I can't say this is exactly what was going on, but I think it is at least plausible.
 
This thread is riveting. You guys sold me the whole seat, but I only needed the edge!
 
Insulin decreases gluconeogenesis / increases glcose utilization. Glucagon does the opposite.

Just think: Glucose stimulates insulin release (in healthy beta cells). Gluconeogenesis generates glucose. Thus if insulin stimulated gluconeogenesis it would thereby increase glucose & thus stimulate its own release in a positive feedback cycle, which would not be good. I'll admit that's teleologic reasoning, and thus not a great argument, but it helps me remember how it works.
 
Wow. MS1 here and I can't believe what I'm reading. You mean the biochem block I just finished just might, maybe someday, come in handy! Huzzah!! of course, by the time I'm a resident it will probably be a distant memory, but thanks for at least showing the metabolism crap is actually relevant!
 
Insulin decreases gluconeogenesis / increases glcose utilization.
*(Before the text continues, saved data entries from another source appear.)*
PR #414, opened 2016-01-12
New plugin event "createStatistics" for pdf statistics

KRav007:
- insert event for statistics pdf creation.This event could also used in future for xls & html
- todo's insert for xls / html if make sense, insert layout features
- rename variable $surveyid to new naming rule

### DIFF
--- a/application/helpers/admin/statistics_helper.php
+++ b/application/helpers/admin/statistics_helper.php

Glucagon does the opposite.

Just think: Glucose stimulates insulin release (in healthy beta cells). Gluconeogenesis generates glucose. Thus if insulin stimulated gluconeogenesis it would thereby increase glucose & thus stimulate its own release in a positive feedback cycle, which would not be good. I'll admit that's teleologic reasoning, and thus not a great argument, but it helps me remember how it works.
If you say so. I'm still having a hard time comprehending it with my temp of 101 (hey, it's down from 103 the other day!).
 
What was the rest of his gas and what was the BMP? It's already been alluded to, but a normal pH does not rule out an acid-base abnormality. What was the gap and the delta gap?
 
Was there a reason for this patient to be alkalotic? What did his potassium levels do with all of that insulin? The lactate could be from tissue hypoperfusion in this case. Were there any signs of hemolysis?
 
I'm not an expert, but did the pt vomit? This could lead ABGs to show a slight alkalosis (7.43), and potentially obscure underlying lactacidosis?